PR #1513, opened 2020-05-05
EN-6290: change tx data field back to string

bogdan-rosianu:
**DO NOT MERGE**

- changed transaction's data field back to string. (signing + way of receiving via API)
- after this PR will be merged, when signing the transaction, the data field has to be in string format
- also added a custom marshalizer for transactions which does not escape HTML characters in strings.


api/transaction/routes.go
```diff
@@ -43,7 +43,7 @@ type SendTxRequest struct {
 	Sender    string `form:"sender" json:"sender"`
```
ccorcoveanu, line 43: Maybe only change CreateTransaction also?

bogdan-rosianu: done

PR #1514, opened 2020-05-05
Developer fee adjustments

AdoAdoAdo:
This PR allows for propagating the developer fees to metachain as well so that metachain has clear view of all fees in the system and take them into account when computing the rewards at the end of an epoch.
══════════════════════════════
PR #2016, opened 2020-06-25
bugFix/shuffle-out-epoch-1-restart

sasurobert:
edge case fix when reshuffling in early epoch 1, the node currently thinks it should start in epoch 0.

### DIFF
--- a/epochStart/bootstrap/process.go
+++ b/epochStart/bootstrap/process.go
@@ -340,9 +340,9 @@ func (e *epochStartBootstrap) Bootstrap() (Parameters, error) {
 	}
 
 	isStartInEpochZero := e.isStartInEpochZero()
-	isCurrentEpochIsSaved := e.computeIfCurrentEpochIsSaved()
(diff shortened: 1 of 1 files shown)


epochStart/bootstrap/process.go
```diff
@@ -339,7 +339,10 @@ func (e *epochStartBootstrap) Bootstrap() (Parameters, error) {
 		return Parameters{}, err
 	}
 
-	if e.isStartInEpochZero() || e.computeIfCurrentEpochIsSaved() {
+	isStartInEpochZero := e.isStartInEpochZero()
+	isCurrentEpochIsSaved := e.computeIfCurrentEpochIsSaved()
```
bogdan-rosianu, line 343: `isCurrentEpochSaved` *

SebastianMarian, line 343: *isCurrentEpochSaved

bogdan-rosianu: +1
══════════════════════════════
▶ [WORK INSTRUCTIONS]
Taking the listing above as the source, transcribe only the lines starting at the line with "PR #1513, opened 2020-05-05" and going through the line with "- after this", unaltered and with both ends included.

▶ [WRITTEN SOLUTION]
PR #1513, opened 2020-05-05
EN-6290: change tx data field back to string

bogdan-rosianu:
**DO NOT MERGE**

- changed transaction's data field back to string. (signing + way of receiving via API)
- after this PR will be merged, when signing the transaction, the data field has to be in string format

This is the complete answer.